[EXERCISE DIRECTIONS]
Below are the records; give again exactly the line with "# return starcatalog", the line with "I've also started", and each line that lies between them, and nothing besides.

[PROVIDED MATERIAL]
PR #2, opened 2016-02-27
StarCatalogs

cpadavis:
3 changes:

1. Created a StarCatalog object, which keeps images and coordinates together. The StarCatalog object also has image_name and coordinate_names to keep track of what each is. For example, we can envision going from coordinates that are [x_image, y_image, ccd] to [x_focal_plane, y_focal_plane], and it might be nice to be able to check between the two. Similarly, we might represent our psf model as being in pixels, or having wcs transformations applied to them.
2. renamed readCatalog to readCoordinates, since I have created the starcatalog object (which would make it confusing) and we are currently only pulling coordinates out for that function anyways.
3. coordinates are now a flat list. In the future we should implement extracting cutouts and weights for each set of coordinates. This would entail adding some sort of keyword "size_x", "size_y" and padding.

### DIFF
--- a/piff/input.py
+++ b/piff/input.py
@@ -45,16 +45,35 @@ def process_input(config, logger):
     input_handler = input_handler_class(**kwargs)
 
     images = input_handler.readImages()
-    stars = input_handler.readStarCatalogs()
+    coordinates = input_handler.readCoordinates()
 
-    return images, stars
+    config_star_catalog = {'images': images,
+                           'coordinates': coordinates,
+                           'image_name': input_handler.image_name,
+                           'coordinate_names': input_handler.coordinate_names}
+
+    # update the input with any extra starcatalog config keys
+    if 'star_catalog' in config:
+        config_star_catalog.update(config['star_catalog'])
+
+    # return starcatalog
+    return StarCatalog(config_star_catalog)
 
 class InputHandler(object):
     """The base class for handling inputs for building a Piff model.
 
     This is essentially an abstract base class intended to define the methods that should be
     implemented by any derived class.
+
+    :param image_name: string representing what kind of image we have (pixel,
+                       pca, moments, et cetera)
+    :param coordinate_names: a list of names indicating what the different
+                             coordinate columns mean
     """
+    def __init__(self, image_name, coordinate_names):
+        self.image_name = image_name
+        self.coordinate_names = coordinate_names
+
     @classmethod
     def parseKwargs(cls, config_input):
         """Parse the input field of a configuration dict and return the kwargs to use for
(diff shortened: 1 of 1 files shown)


rmjarvis:
Thanks Chris.  Sorry, I didn't notice this Friday -- I forgot to click the Watch button, so I didn't get an email notification of this.

I've also started working on how to encapsulate the star data, and I think we want to do this a bit differently.  I think we want an object that encapsulates all the information about an individual star.  I've been calling is StarData.  So something that would include its cutout image (vignette in SExtractor-speak), the same for the weight image, its coordinates in the image, its coordinates in the focal plane, the chip number, etc.  

Then the process_input function would return a list of StarData instances.  Then the Model classes would be able to work on a single StarData object at a time, and ask it to return the data in different formats (so far I have either an image and weight map, or a list of pixel values, weights and positions).  

The interpolators can also ask each object for the position in either coordinate system and potentially other values to use for interpolation (e.g. colors).

I'm not ready for a PR on that yet, but hopefully this week.  I'm still working up some unit tests for it.    But once I do, we can critically compare the two approaches and see which one we want to go with.

cpadavis:
Hi Mike,

So the main reason I did it as a catalog instead of the individual stars is
that I had a hard time as I wrote this figuring out what we would possibly
want to do on individual stars that we wouldn't want to apply to the whole
catalog. The main reason I did it this way is that it makes it harder to
accidentally have stars of "different kinds" -- say one star that has some
operation done to its image, and one star that doesn't. Maybe I'm just too
paranoid :)

Are you thinking, in the case of pixel data, that the individual cutouts
would live with the StarData, or that the StarData would access some stored
exposure and make cutouts on the fly?

Osprey creates an object that keeps the information on an individual star
level, like you're proposing, but doesn't do much with that extra level of
abstraction over starcatalogs. I can envision that one case where you would
want this is if you wanted to throw out stars -- which is actually a pretty
important use case, now that I think about this.

rmjarvis:
Yes, outlier rejection is one thing that gets easier with a list of stars.  You could do this with a mask column in the catalog I suppose, but deleting items from a list (or moving them to a "rejected" list) is pretty simple.  

But also, just conceptually, it seems that the way we will be using the input data is primarily one star at a time.  So we should be able to pass to a Model the information about a single star.  It seems clunkier to pass it a star catalog and the index we want it to use this time.

As for whether StarData had a copy of the cutout or a pointer to the original full image, that's an implementation detail that we can look at down the line to see if there are any performance implications.  Currently, my StarData object takes as input a galsim.Image, which can be either a fresh copy or a view into a larger image.  I'd been planning on just using the view, since it's simpler, but we can look at whether it makes more sense to make copies of the postage stamps and then delete the original.

rmjarvis:
I think this is superseded by PR #2.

[OUTPUT OF THE EXERCISE]
+    # return starcatalog
+    return StarCatalog(config_star_catalog)
 
 class InputHandler(object):
     """The base class for handling inputs for building a Piff model.
 
     This is essentially an abstract base class intended to define the methods that should be
     implemented by any derived class.
+
+    :param image_name: string representing what kind of image we have (pixel,
+                       pca, moments, et cetera)
+    :param coordinate_names: a list of names indicating what the different
+                             coordinate columns mean
     """
+    def __init__(self, image_name, coordinate_names):
+        self.image_name = image_name
+        self.coordinate_names = coordinate_names
+
     @classmethod
     def parseKwargs(cls, config_input):
         """Parse the input field of a configuration dict and return the kwargs to use for
(diff shortened: 1 of 1 files shown)


rmjarvis:
Thanks Chris.  Sorry, I didn't notice this Friday -- I forgot to click the Watch button, so I didn't get an email notification of this.

I've also started working on how to encapsulate the star data, and I think we want to do this a bit differently.  I think we want an object that encapsulates all the information about an individual star.  I've been calling is StarData.  So something that would include its cutout image (vignette in SExtractor-speak), the same for the weight image, its coordinates in the image, its coordinates in the focal plane, the chip number, etc.  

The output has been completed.